Clewing about Schovánek

It is a truism to say that a picture can tell a story. But it starts to get interesting when the same is true of an entire exhibition: in this case the individual works function as parts of an abstract vocabulary which combine to form a larger context. It is not important whether they initially seem to “fit together” in terms of form and content. On the contrary: the more diverse the character of the works included in such an exhibition may appear superficially, the broader the spectrum of messages, cross-references and associations becomes as soon as the viewer has immersed himself in this vocabulary, adding together the paintings, reliefs and modified Ready-Mades.
In the case of the Czech-Canadian artist Marek Schovánek, the result of this addition process is always more than the sum of its parts. Schovánek shows us dark landscapes and abstract stripes, letter-paintings, portraits and “images” taken from advertising; taken as a whole, they form a narrative that says a great deal about the state and possibilities of art at the beginning of the 21st century. What is an artist still capable of achieving – whether he paints, creates objects, or both – in the face of the manifold influences which confront him in the cultural and political sphere, on the personal and the social level? And to which, accordingly, he must react?

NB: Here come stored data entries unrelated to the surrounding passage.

PR #364, opened 2023-03-31
[USDU-342] Fix for importing materials exported with a newer version of USD.

vickycl:
## Purpose of this PR

**Ticket/Jira #:** USDU-342 / #353 

In USD 21.11, the type of the UsdPrimvarReader.varname was changed from token to string. This change now handles both the token and string case in the material importer.
We should work on adding some test cases of USD files exported from newer USD versions to our suite of test files.

## Testing

Tested files exported in both the older and newer versions to check both were as expected. 

Unlikely, simple change.

## Overall Product Risks

**Complexity:** 1

**Halo Effect:** 1

## Additional information

**Note to reviewers:**

**Reminder:**

### DIFF
--- a/package/com.unity.formats.usd/CHANGELOG.md
+++ b/package/com.unity.formats.usd/CHANGELOG.md
@@ -2,6 +2,8 @@
 
 ## Unreleased
 ### Bug Fixes
+- Fixed a bug where importing materials exported from a newer USD version would fail.
+
 - Fixed an import bug causing instanced primitives not to be sanitized.
 - Disabled plugins on unsupported platforms.
 - Fixed a bug causing PointInstances to be duplicated.
--- a/package/com.unity.formats.usd/CHANGELOG.md
+++ b/package/com.unity.formats.usd/CHANGELOG.md
@@ -2,7 +2,7 @@
 
 ## Unreleased
 ### Bug Fixes
-- Fixed a bug where importing materials exported from a newer USD version would fail.
+- Fixed a bug where importing materials exported from USD version >= 21.11 would fail.
 
 - Fixed an import bug causing instanced primitives not to be sanitized.
 - Disabled plugins on unsupported platforms.
--- a/package/com.unity.formats.usd/Runtime/Scripts/IO/Materials/MaterialImporter.cs
+++ b/package/com.unity.formats.usd/Runtime/Scripts/IO/Materials/MaterialImporter.cs
@@ -242,6 +242,11 @@ namespace Unity.Formats.USD
                                 uvPrimvar = pxr.UsdCs.VtValueToTfToken(value).ToString();
                             else
                                 uvPrimvar = value;
+
+                            if (string.IsNullOrEmpty(uvPrimvar))
+                            {
+                                Debug.LogWarning($"uvPrimvar at <{connPath}> was unable to be read from USD file.");
+                            }
                         }
                         else
                         {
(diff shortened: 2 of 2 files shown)


package/com.unity.formats.usd/Runtime/Scripts/IO/Materials/MaterialImporter.cs
```diff
@@ -236,7 +236,17 @@ System.Collections.Generic.List<string> primvars
                         if (attr != null)
                         {
                             var value = attr.Get(scene.Time);
-                            uvPrimvar = pxr.UsdCs.VtValueToTfToken(value).ToString();
+
+                            // This value type can be a string or a token, depending on USD version
+                            if (string.IsNullOrEmpty(value))
+                                uvPrimvar = pxr.UsdCs.VtValueToTfToken(value).ToString();
```
lee-aandrew, line 245: One question here, it seems like if `value` is null or is an empty string, we set set
`uvPrimvar` to `pxr.UsdCs.VtValueToTfToken(null).ToString();` or `pxr.UsdCs.VtValueToTfToken("").ToString();`

would `uvPrimvar` be set to some sort of a default in this case, or just straight go to line 248?

vickycl: `value` is a VtValue, not a string. We currently have two cases in this code depending which USD version we're on. In one case, VtValue contains string data, so can be cast to a string and String.IsNullOrEmpty will be false -> so treat as a string. In the other case, where it's a token, it can't be cast to a string so String.IsNullOrEmpty returns true and we can use VtValueToTfToken to extract the token from it.

vickycl: @lee-aandrew I was reluctant to add another API call into Pxr code, but as this isn't a hot path, I've refactored it for the sake of clarity. Hope this makes more sense now?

Schovánek’s reply is crystal clear: the artist must intervene, he is free to denounce or to ironically trace serious, disquieting events back to their often absurd origins. At the same time, according to Schovánek, he must take great care not to act as if he were the first to do so. Over the past decades art has developed so rapidly, trying out all conceivable styles, concepts, ideas and world views, that the artist is left with little room to do anything truly new. Unless he fits into this tradition of action painting, pop and concept art, photographic realism, minimalism, performance and video art. Only then is he able to play with it, create something of his own out of the prop-room, creating associations and spreading messages without provoking accusations of naiveté.

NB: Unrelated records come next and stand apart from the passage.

PR #365, opened 2023-03-31
[USDU-305][USDU-345] Convert Imported PointInstancer transforms to Unity transform space & Adds Testcase for Importing Instance USD Files and their generated GameObject Axis direction

lee-aandrew:
[[USDU-345]](https://jira.unity3d.com/browse/USDU-345?filter=-1)
[[USDU-305]](https://jira.unity3d.com/browse/USDU-305)

## Purpose of this PR

**Ticket/Jira #:**

Unity is of Left handed orientation, while many DCCs are of Right handed orientation
We need a test case to test for correct Z-Axis placement when Importing a instancer USD file
This PR also includes the fix that Jeremy has suggested in [[USDU-305]](https://jira.unity3d.com/browse/USDU-305)

## Testing

I created a simple USD file that generates a model that has 8 unique vertex positions
The test imports this model, and runs through all its vertex points
if the imported mesh's vertex point is not included in the expected vertex points (ones defined in the usd file) it will fail the test
Do note we expect the vertex point to have its Z-Axis value to be flipped to compensate for the Z-Axis difference between Unity and DCCs - What is of 'positive' value on a DCC like Blender will be turned negative in Unity, but this is to import the object as-is from the DCC

N/A

## Overall Product Risks

N/A

**Complexity:**

Min

**Halo Effect:**

## Additional information

**Note to reviewers:**

**Reminder:**


package/com.unity.formats.usd/Tests/USD.NET.Unity/InstancingTests.cs
```diff
@@ -94,5 +98,21 @@ public void PointInstancerTest()
             }
             scene.Close();
         }
+
+        [Test]
+        [Ignore("TODO: Enable this when fix for this has been applied")]
```
vickycl: Can you add the Bug number please?

package/com.unity.formats.usd/Tests/Common/Data/UsdImportTests/UsdInstanceVertexTest.usda
```diff
@@ -0,0 +1,42 @@
...
+{
+    def PointInstancer "instancers" (
+        kind = "group"
+    )
+    {
+        int64[] invisibleIds = []
+        point3f[] positions = [(0, 0, 0)]
+        int[] protoIndices = [0]
+        rel prototypes = </zAxisTest_Instanced/instancers/uniquePointsMesh>
+        uniform token orientation = "leftHanded"
```
vickycl: Can we have additional test cases that tests what happens when this is rightHanded and when the upAxis is different?

package/com.unity.formats.usd/Tests/Common/Data/UsdImportTests/UsdInstanceVertexTest.usda
```diff
@@ -0,0 +1,42 @@
+#usda 1.0
+(
+    doc = "Blender v3.3.1"
+    metersPerUnit = 1
+    upAxis = "Y"
+)
+
+def Xform "zAxisTest_Instanced"
```
vickycl: For the sake of reusability, I'd recommend calling this something generic rather than specifically about the test case. This is just a USD file containing a point instancer, and what we test with it is up to the test code. You could specify the orientation setting maybe, to distinguish it from other files.

package/com.unity.formats.usd/Tests/USD.NET.Unity/InstancingTests.cs
```diff
@@ -94,5 +98,21 @@ public void PointInstancerTest()
...
+        {
+            const string testFileName = "UsdInstanceVertexTest";
+            HashSet<Vector3> expectedVertexPoints = new HashSet<Vector3> { new Vector3(-1, 0, 3), new Vector3(-1, 0, 0), new Vector3(0, -1, 1), new Vector3(-2, -3, -1), new Vector3(-2, -1, 1), new Vector3(-3, -0.5f, -1), new Vector3(-1, -2, 1), new Vector3(-5, -2, -1) };
+            var testScene = ImportHelpers.InitForOpen(GetTestAssetPath(testFileName));
+
+            var testInstanceObjectMesh = ImportHelpers.ImportSceneAsGameObject(testScene).GetComponentInChildren<MeshFilter>().mesh;
+
+            foreach (var vertex in testInstanceObjectMesh.vertices)
+            {
+                Assert.That(expectedVertexPoints.Contains(vertex), $"Vertex <{vertex}> is not found in \n\t{string.Join("\n\t", expectedVertexPoints)}");
```
vickycl: I think this test could fail just because of floating point errors transforming from one axis to another? Also the LINQ inside the foreach here feels overkill. The points, I think, should be in the same order still, so just a for loop comparing the points at each index (with a delta) should be enough

vickycl (changes requested):
This test iteration is much more readable :)

package/com.unity.formats.usd/Tests/USD.NET.Unity/InstancingTests.cs
lee-aandrew: In Unity, the imported file's mesh.vertices seem to be in a different order then what we specify in the usda file so I dont think checking each index would be valid, unless we figure out how the mesh.vertices are ordered

When you mean "transforming from one axis to another" do you mean the specified X value becoming the Z value?

vickycl: I guess because the verts are unwelded there will be duplicate verts in the Unity mesh than the USD mesh, although I'm surprised they're not in the same order. Do you happen to have recorded what the new order was? :)

Yeah basically, when we do the matrix multiplication to transform from one to the other we could introduce slight variations in the floats

vickycl: I just came across a test in another file: `MeshInstancesLoading_MeshesSanitized_True` - can any of this logic be shared?

lee-aandrew: i'll check that out! thanks!

lee-aandrew: > I just came across a test in another file: `MeshInstancesLoading_MeshesSanitized_True` - can any of this logic be shared?

Unfortunately this doesnt work :(
The vertices on Unity side is re-ordered and unwelded for our test asset

package/com.unity.formats.usd/Dependencies/USD.NET.Unity/Geometry/PointInstancerSample.cs
```diff
@@ -48,16 +48,18 @@ public Matrix4x4[] ComputeInstanceMatrices(Scene scene, string primPath)
             var prim = scene.GetPrimAtPath(primPath);
             var pi = new pxr.UsdGeomPointInstancer(prim);
             var xforms = new pxr.VtMatrix4dArray();
+            var timeCode = scene.Time == null ? pxr.UsdTimeCode.Default() : scene.Time;
 
             // For the base time from Pixar docs:
             // "If your application does not care about off-sample interpolation, it can supply the same value for baseTime that it does for time."
-            pi.ComputeInstanceTransformsAtTime(xforms, scene.Time == null ? pxr.UsdTimeCode.Default() : scene.Time, scene.Time == null ? pxr.UsdTimeCode.Default() : scene.Time);
```
vickycl, line 54: nice refactor :)

package/com.unity.formats.usd/Tests/USD.NET.Unity/InstancingTests.cs
```diff
@@ -1,7 +1,11 @@
 using System;
+using System.Collections.Generic;
+using System.IO;
```
vickycl: I don't think these are necessary anymore with the latest refactor of the test code :)

package/com.unity.formats.usd/Tests/USD.NET.Unity/InstancingTests.cs
```diff
@@ -94,5 +98,34 @@ public void PointInstancerTest()
...
+                new Vector3(-5, -2, -1)
+            };
+            var testScene = ImportHelpers.InitForOpen(GetTestAssetPath(testFileName));
+
+            var testInstanceObjectMesh = ImportHelpers.ImportSceneAsGameObject(testScene).GetComponentInChildren<MeshFilter>().mesh;
+
+            foreach (var vertex in testInstanceObjectMesh.vertices)
+            {
+                // Flip the z-axis value to compensate for the z-axis difference between Unity and USD
+                var zFlippedVertex = new Vector3(vertex.x, vertex.y, -vertex.z);
```
vickycl, line 123: Much cleaner 🔥

vickycl (changes requested):
Much cleaner after refactoring, however the tests are failing. Will re-review once tests are fixed :)

package/com.unity.formats.usd/Dependencies/USD.NET.Unity/Geometry/PointInstancerSample.cs
lee-aandrew: Thanks! but its actually part of Jeremy's [fix](https://jira.unity3d.com/browse/USDU-305) 😆

package/com.unity.formats.usd/Tests/Common/BaseFixture.cs
```diff
@@ -30,7 +30,8 @@ public abstract class BaseFixture
         protected string ArtifactsDirectoryFullPath => Path.Combine(Application.dataPath, ArtifactsDirectoryName);
         protected string ArtifactsDirectoryRelativePath => Path.Combine("Assets", ArtifactsDirectoryName);
         protected string TestAssetDirectoryName => TestAssetData.Directory.FolderName;
-        protected string TestUsdAssetDirectoryRelativePath => Path.Combine("Packages", "com.unity.formats.usd", "Tests", "Common", "Data", TestAssetDirectoryName);
+        protected string TestPackageName => Directory.Exists(Path.Combine("Packages", "com.unity.formats.usd", "Tests")) ? "com.unity.formats.usd" : "com.unity.formats.usd.tests";
+        protected string TestUsdAssetDirectoryRelativePath => Path.Combine("Packages", TestPackageName, "Tests", "Common", "Data", TestAssetDirectoryName);
```
vickycl, line 34: Is this potentially why other tests use the GUID for the test assets rather than the path? I don't mind this approach, but if that's the way we work around it in other tests it would be good to be consistent here.

lee-aandrew: actually i think its just a lack of a proper convention / rule for this since
using GUID's still need access to "UnityEditor.AssetDatabase" which is unavailable for Runtime Standalone tests

I do want to go through all existing test cases and refactor them to be more consistent, but that will have to be done in a different PR

vickycl: Great, yeah it would be nice to remove the hardcoded paths. This is ok for now though :)

vickycl (approved):
Great job! Thanks for the iterations on the tests.

lee-aandrew:
Thanks for the reviews! @vickycl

That is why an exhibition by Marek Schovánek initially confronts us with a provocative heterogeneity. All the same, each part has a meaning that is not restricted to itself alone, but rather refers to its surroundings as well, radiating out to them. An image of the destruction of the environment would not be very original in itself were it not for an aspect that signalizes to the viewer: it is only a picture, it’s only painted, a combination of colors and canvas. Thus, for example, the apocalyptic vision of a dead, fire-ravaged forest is flanked by four colorful, completely abstract drip paintings. With the highly concrete presence of their paint they allude to the fact that the picture in their midst is, likewise, a mere product of the artistic will. But that is not all. Clued in to the materiality of the landscape painting by this reference to its painterly aspects, one takes a closer look and realizes that Schovánek has used a special, watery solution. In fact, it is a drink and a symbol – Coca Cola. This is one more step on the road to interpretation: the critique of a world-wide, omnipresent, globalized and globalizing capitalism.

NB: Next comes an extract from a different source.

PR #854, opened 2020-11-13
[tests-only] Run phoenix UI tests with OCIS and owncloud storages

phil-davis:
Fixes https://jira.owncloud.com/browse/OCIS-706 (some day - see comment below)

These kinds of interactions can be seen in all of Schovánek’s pictures, no matter how one groups them. This patchwork arrangement reflects Marek Schovánek’s patchwork biography. Born in 1965 in what was then the Socialist Republic of Czechoslovakia, he emigrated to Canada with his parents as a child. He studied art at the University of Alberta in Edmonton before moving to Berlin in 1993 and setting up an additional residence in the now-open city of Prague, where his family still had its roots.
This meandering between the systems, this stroll along the fracture lines of recent history is the subtext that shapes Marek Schovánek’s art. Life and art are both filled with possibilities, eventualities and decisions that ensure that the larger whole is in constant motion. Schovánek expresses this process of dissecting pictures and their interpretations into a multitude of options most pithily in the so-called triptychs. The term is somewhat misleading: these are not the usual three paintings, hung next to each other and interrelated. Here the surface is a panel with rotating mechanical elements such as those used in street advertising to present three different posters in succession.
Schovánek makes use of this advertising technique to link three of his paintings in sequence. To do this, he cuts the paintings in long strips and attaches them to the rotating tubes. The succession of images is powered by electric motors: once one has been visible for a time, the slats make a 120 degree turn, and the second image appears. The process repeats itself, and the third takes its place. As if by sleight of hand, the artist keeps pulling up new images that direct the viewer’s perceptions first in one direction and then in another. Glued on. A smiling advertising Madonna, a poured picture, a stylized landscape, a mutant, a canvas with a blue abstract grid pattern, the St. Hubertus symbol – the formal, the critical, the narrative, these are the components with which Schovánek writes his visual novel. He is telling us nothing less than what art can be. And what it is capable of.